[INPUT DATA]

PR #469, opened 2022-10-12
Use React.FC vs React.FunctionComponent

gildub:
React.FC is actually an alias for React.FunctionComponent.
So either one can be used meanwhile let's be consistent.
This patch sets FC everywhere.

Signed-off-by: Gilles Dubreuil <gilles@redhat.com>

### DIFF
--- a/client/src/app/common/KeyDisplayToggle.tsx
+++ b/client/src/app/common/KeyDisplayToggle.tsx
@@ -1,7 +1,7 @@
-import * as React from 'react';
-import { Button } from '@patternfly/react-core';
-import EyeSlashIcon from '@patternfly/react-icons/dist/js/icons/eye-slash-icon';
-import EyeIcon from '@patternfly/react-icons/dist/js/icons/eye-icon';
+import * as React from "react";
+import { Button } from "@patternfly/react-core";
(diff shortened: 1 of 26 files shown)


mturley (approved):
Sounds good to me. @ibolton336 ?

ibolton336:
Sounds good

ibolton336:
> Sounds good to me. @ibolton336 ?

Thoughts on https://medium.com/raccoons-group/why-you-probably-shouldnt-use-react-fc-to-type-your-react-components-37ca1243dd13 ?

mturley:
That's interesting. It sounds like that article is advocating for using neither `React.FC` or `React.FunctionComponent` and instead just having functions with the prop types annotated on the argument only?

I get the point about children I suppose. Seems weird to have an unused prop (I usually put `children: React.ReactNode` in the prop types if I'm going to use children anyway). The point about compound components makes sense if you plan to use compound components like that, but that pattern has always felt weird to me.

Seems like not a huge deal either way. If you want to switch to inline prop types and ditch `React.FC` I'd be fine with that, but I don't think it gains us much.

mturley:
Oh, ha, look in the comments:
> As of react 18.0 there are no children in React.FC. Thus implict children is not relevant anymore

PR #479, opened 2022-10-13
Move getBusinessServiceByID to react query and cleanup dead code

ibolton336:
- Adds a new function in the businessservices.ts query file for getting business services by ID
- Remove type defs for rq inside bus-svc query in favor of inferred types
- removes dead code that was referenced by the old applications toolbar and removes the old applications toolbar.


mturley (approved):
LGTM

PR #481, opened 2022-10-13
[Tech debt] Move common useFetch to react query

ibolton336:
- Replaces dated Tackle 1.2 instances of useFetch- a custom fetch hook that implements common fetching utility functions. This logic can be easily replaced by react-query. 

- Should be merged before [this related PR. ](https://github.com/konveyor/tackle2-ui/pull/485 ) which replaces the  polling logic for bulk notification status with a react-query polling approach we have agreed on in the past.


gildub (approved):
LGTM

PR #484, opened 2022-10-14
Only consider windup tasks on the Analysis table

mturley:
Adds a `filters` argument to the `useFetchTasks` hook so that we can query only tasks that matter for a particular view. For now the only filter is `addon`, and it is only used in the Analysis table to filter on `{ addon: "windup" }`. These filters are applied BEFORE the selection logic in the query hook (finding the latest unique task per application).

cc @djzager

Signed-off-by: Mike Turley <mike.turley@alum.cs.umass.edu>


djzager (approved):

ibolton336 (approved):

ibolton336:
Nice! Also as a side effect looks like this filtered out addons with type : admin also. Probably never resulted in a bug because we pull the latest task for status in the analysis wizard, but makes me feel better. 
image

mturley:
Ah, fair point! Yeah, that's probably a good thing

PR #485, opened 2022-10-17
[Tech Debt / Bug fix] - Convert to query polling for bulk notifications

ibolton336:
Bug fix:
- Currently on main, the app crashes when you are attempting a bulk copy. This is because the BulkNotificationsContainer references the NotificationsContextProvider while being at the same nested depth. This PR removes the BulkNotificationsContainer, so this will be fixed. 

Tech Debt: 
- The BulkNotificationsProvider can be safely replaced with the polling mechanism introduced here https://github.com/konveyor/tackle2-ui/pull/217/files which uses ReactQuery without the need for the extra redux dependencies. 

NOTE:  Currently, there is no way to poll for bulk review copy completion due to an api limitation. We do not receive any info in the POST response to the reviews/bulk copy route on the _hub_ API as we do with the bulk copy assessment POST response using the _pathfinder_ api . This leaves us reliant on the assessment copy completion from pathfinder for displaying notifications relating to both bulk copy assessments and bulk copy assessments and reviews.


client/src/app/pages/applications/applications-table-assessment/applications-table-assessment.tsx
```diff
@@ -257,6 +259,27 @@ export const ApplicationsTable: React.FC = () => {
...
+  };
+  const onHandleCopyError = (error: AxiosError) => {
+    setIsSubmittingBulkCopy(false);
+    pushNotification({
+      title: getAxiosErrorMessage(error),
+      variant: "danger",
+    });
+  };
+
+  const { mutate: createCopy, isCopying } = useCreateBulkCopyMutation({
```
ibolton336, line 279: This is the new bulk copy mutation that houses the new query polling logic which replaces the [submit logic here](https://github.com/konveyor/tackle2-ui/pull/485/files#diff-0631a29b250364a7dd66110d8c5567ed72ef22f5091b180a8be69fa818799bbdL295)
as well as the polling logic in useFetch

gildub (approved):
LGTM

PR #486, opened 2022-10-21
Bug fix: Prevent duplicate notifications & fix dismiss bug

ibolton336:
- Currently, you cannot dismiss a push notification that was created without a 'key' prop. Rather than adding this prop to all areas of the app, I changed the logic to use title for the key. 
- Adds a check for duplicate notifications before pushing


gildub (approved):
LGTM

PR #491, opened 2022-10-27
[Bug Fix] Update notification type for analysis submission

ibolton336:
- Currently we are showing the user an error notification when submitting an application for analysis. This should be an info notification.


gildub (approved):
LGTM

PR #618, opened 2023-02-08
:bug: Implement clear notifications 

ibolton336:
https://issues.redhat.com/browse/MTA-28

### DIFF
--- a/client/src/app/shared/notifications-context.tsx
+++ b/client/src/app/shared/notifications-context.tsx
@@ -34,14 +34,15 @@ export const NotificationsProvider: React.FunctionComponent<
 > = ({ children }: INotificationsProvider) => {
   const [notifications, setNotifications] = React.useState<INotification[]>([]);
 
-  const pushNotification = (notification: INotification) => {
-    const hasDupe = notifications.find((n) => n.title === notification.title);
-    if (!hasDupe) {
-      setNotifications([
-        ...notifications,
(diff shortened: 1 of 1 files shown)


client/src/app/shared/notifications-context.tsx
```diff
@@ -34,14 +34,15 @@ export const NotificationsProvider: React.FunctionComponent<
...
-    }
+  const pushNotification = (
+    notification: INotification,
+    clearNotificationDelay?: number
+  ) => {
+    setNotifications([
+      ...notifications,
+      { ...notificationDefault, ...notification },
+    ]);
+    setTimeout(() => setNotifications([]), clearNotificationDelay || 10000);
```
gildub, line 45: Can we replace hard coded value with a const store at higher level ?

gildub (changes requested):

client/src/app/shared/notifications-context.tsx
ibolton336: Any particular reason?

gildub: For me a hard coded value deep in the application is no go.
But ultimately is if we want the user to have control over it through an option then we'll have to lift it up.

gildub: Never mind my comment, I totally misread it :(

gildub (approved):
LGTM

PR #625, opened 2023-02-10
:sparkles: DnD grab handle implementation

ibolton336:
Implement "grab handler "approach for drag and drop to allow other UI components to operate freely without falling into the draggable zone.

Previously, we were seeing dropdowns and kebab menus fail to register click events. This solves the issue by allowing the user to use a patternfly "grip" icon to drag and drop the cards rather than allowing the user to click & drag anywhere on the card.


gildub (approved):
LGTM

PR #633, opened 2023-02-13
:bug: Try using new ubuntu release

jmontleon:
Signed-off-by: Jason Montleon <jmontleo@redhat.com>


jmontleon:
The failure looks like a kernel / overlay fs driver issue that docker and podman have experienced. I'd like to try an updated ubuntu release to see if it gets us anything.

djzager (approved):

[/INPUT DATA]

WHAT YOU NEED TO DO
Please give all of the entries again, exactly as written.

EXERCISE OUTPUT
PR #469, opened 2022-10-12
Use React.FC vs React.FunctionComponent

gildub:
React.FC is actually an alias for React.FunctionComponent.
So either one can be used meanwhile let's be consistent.
This patch sets FC everywhere.

Signed-off-by: Gilles Dubreuil <gilles@redhat.com>

### DIFF
--- a/client/src/app/common/KeyDisplayToggle.tsx
+++ b/client/src/app/common/KeyDisplayToggle.tsx
@@ -1,7 +1,7 @@
-import * as React from 'react';
-import { Button } from '@patternfly/react-core';
-import EyeSlashIcon from '@patternfly/react-icons/dist/js/icons/eye-slash-icon';
-import EyeIcon from '@patternfly/react-icons/dist/js/icons/eye-icon';
+import * as React from "react";
+import { Button } from "@patternfly/react-core";
(diff shortened: 1 of 26 files shown)


mturley (approved):
Sounds good to me. @ibolton336 ?

ibolton336:
Sounds good

ibolton336:
> Sounds good to me. @ibolton336 ?

Thoughts on https://medium.com/raccoons-group/why-you-probably-shouldnt-use-react-fc-to-type-your-react-components-37ca1243dd13 ?

mturley:
That's interesting. It sounds like that article is advocating for using neither `React.FC` or `React.FunctionComponent` and instead just having functions with the prop types annotated on the argument only?

I get the point about children I suppose. Seems weird to have an unused prop (I usually put `children: React.ReactNode` in the prop types if I'm going to use children anyway). The point about compound components makes sense if you plan to use compound components like that, but that pattern has always felt weird to me.

Seems like not a huge deal either way. If you want to switch to inline prop types and ditch `React.FC` I'd be fine with that, but I don't think it gains us much.

mturley:
Oh, ha, look in the comments:
> As of react 18.0 there are no children in React.FC. Thus implict children is not relevant anymore

PR #479, opened 2022-10-13
Move getBusinessServiceByID to react query and cleanup dead code

ibolton336:
- Adds a new function in the businessservices.ts query file for getting business services by ID
- Remove type defs for rq inside bus-svc query in favor of inferred types
- removes dead code that was referenced by the old applications toolbar and removes the old applications toolbar.


mturley (approved):
LGTM

PR #481, opened 2022-10-13
[Tech debt] Move common useFetch to react query

ibolton336:
- Replaces dated Tackle 1.2 instances of useFetch- a custom fetch hook that implements common fetching utility functions. This logic can be easily replaced by react-query. 

- Should be merged before [this related PR. ](https://github.com/konveyor/tackle2-ui/pull/485 ) which replaces the  polling logic for bulk notification status with a react-query polling approach we have agreed on in the past.


gildub (approved):
LGTM

PR #484, opened 2022-10-14
Only consider windup tasks on the Analysis table

mturley:
Adds a `filters` argument to the `useFetchTasks` hook so that we can query only tasks that matter for a particular view. For now the only filter is `addon`, and it is only used in the Analysis table to filter on `{ addon: "windup" }`. These filters are applied BEFORE the selection logic in the query hook (finding the latest unique task per application).

cc @djzager

Signed-off-by: Mike Turley <mike.turley@alum.cs.umass.edu>


djzager (approved):

ibolton336 (approved):

ibolton336:
Nice! Also as a side effect looks like this filtered out addons with type : admin also. Probably never resulted in a bug because we pull the latest task for status in the analysis wizard, but makes me feel better. 
image

mturley:
Ah, fair point! Yeah, that's probably a good thing

PR #485, opened 2022-10-17
[Tech Debt / Bug fix] - Convert to query polling for bulk notifications

ibolton336:
Bug fix:
- Currently on main, the app crashes when you are attempting a bulk copy. This is because the BulkNotificationsContainer references the NotificationsContextProvider while being at the same nested depth. This PR removes the BulkNotificationsContainer, so this will be fixed. 

Tech Debt: 
- The BulkNotificationsProvider can be safely replaced with the polling mechanism introduced here https://github.com/konveyor/tackle2-ui/pull/217/files which uses ReactQuery without the need for the extra redux dependencies. 

NOTE:  Currently, there is no way to poll for bulk review copy completion due to an api limitation. We do not receive any info in the POST response to the reviews/bulk copy route on the _hub_ API as we do with the bulk copy assessment POST response using the _pathfinder_ api . This leaves us reliant on the assessment copy completion from pathfinder for displaying notifications relating to both bulk copy assessments and bulk copy assessments and reviews.


client/src/app/pages/applications/applications-table-assessment/applications-table-assessment.tsx
```diff
@@ -257,6 +259,27 @@ export const ApplicationsTable: React.FC = () => {
...
+  };
+  const onHandleCopyError = (error: AxiosError) => {
+    setIsSubmittingBulkCopy(false);
+    pushNotification({
+      title: getAxiosErrorMessage(error),
+      variant: "danger",
+    });
+  };
+
+  const { mutate: createCopy, isCopying } = useCreateBulkCopyMutation({
```
ibolton336, line 279: This is the new bulk copy mutation that houses the new query polling logic which replaces the [submit logic here](https://github.com/konveyor/tackle2-ui/pull/485/files#diff-0631a29b250364a7dd66110d8c5567ed72ef22f5091b180a8be69fa818799bbdL295)
as well as the polling logic in useFetch

gildub (approved):
LGTM

PR #486, opened 2022-10-21
Bug fix: Prevent duplicate notifications & fix dismiss bug

ibolton336:
- Currently, you cannot dismiss a push notification that was created without a 'key' prop. Rather than adding this prop to all areas of the app, I changed the logic to use title for the key. 
- Adds a check for duplicate notifications before pushing


gildub (approved):
LGTM

PR #491, opened 2022-10-27
[Bug Fix] Update notification type for analysis submission

ibolton336:
- Currently we are showing the user an error notification when submitting an application for analysis. This should be an info notification.


gildub (approved):
LGTM

PR #618, opened 2023-02-08
:bug: Implement clear notifications 

ibolton336:
https://issues.redhat.com/browse/MTA-28

### DIFF
--- a/client/src/app/shared/notifications-context.tsx
+++ b/client/src/app/shared/notifications-context.tsx
@@ -34,14 +34,15 @@ export const NotificationsProvider: React.FunctionComponent<
 > = ({ children }: INotificationsProvider) => {
   const [notifications, setNotifications] = React.useState<INotification[]>([]);
 
-  const pushNotification = (notification: INotification) => {
-    const hasDupe = notifications.find((n) => n.title === notification.title);
-    if (!hasDupe) {
-      setNotifications([
-        ...notifications,
(diff shortened: 1 of 1 files shown)


client/src/app/shared/notifications-context.tsx
```diff
@@ -34,14 +34,15 @@ export const NotificationsProvider: React.FunctionComponent<
...
-    }
+  const pushNotification = (
+    notification: INotification,
+    clearNotificationDelay?: number
+  ) => {
+    setNotifications([
+      ...notifications,
+      { ...notificationDefault, ...notification },
+    ]);
+    setTimeout(() => setNotifications([]), clearNotificationDelay || 10000);
```
gildub, line 45: Can we replace hard coded value with a const store at higher level ?

gildub (changes requested):

client/src/app/shared/notifications-context.tsx
ibolton336: Any particular reason?

gildub: For me a hard coded value deep in the application is no go.
But ultimately is if we want the user to have control over it through an option then we'll have to lift it up.

gildub: Never mind my comment, I totally misread it :(

gildub (approved):
LGTM

PR #625, opened 2023-02-10
:sparkles: DnD grab handle implementation

ibolton336:
Implement "grab handler "approach for drag and drop to allow other UI components to operate freely without falling into the draggable zone.

Previously, we were seeing dropdowns and kebab menus fail to register click events. This solves the issue by allowing the user to use a patternfly "grip" icon to drag and drop the cards rather than allowing the user to click & drag anywhere on the card.


gildub (approved):
LGTM

PR #633, opened 2023-02-13
:bug: Try using new ubuntu release

jmontleon:
Signed-off-by: Jason Montleon <jmontleo@redhat.com>


jmontleon:
The failure looks like a kernel / overlay fs driver issue that docker and podman have experienced. I'd like to try an updated ubuntu release to see if it gets us anything.

djzager (approved):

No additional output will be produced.